Using the data below, return the stretch from the line that contains "### LINKED ISSUE" through the line that contains "const babelOptions = config.options", both included, exactly as it stands and nothing beyond it.

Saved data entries
Start of Block

PR #473, opened 2020-01-30
(fix): ensure Babel presets are merged

### LINKED ISSUE #443: Using jsx in .jsx files not achievable

agilgur5:
- previously, if preset-env were not found in the user's presets,
  their presets would be overwritten by a single preset-env entry
  - now it properly merges their presets with an entry for preset-env

Fixes #443 

I _think_ this is good, but still need to create a test set-up for custom Babel configs. This requires installing some dependencies for automated tests. The `withConfig` `tsdx.config.js` fixture also requires installing some deps for automated tests and is currently a manual test (which means it isn't tested frequently -- I haven't tested it once in all my PRs), so would like to get that to be auto too.

### DIFF
--- a/src/babelPluginTsdx.ts
+++ b/src/babelPluginTsdx.ts
@@ -104,11 +104,13 @@ export const babelPluginTsdx = babelPlugin.custom((babelCore: any) => ({
     );
 
     const babelOptions = config.options || {};
+    babelOptions.presets = babelOptions.presets || [];
 
-    const envIdx = (babelOptions.presets || []).findIndex((preset: any) =>
+    const envIdx = babelOptions.presets.findIndex((preset: any) =>
       preset.file.request.includes('@babel/preset-env')
     );
 
+    // if they use preset-env, merge their options with ours
     if (envIdx !== -1) {
       const preset = babelOptions.presets[envIdx];
       babelOptions.presets[envIdx] = createConfigItem(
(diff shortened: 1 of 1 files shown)


agilgur5:
#481 was created to follow-up on the lack of test set-up here.
#627 added integration tests with a Babel fixture and a regression test was added there to ensure that Babel presets are merged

End of Block

• **Answer below**
### LINKED ISSUE #443: Using jsx in .jsx files not achievable

agilgur5:
- previously, if preset-env were not found in the user's presets,
  their presets would be overwritten by a single preset-env entry
  - now it properly merges their presets with an entry for preset-env

Fixes #443 

I _think_ this is good, but still need to create a test set-up for custom Babel configs. This requires installing some dependencies for automated tests. The `withConfig` `tsdx.config.js` fixture also requires installing some deps for automated tests and is currently a manual test (which means it isn't tested frequently -- I haven't tested it once in all my PRs), so would like to get that to be auto too.

### DIFF
--- a/src/babelPluginTsdx.ts
+++ b/src/babelPluginTsdx.ts
@@ -104,11 +104,13 @@ export const babelPluginTsdx = babelPlugin.custom((babelCore: any) => ({
     );
 
     const babelOptions = config.options || {};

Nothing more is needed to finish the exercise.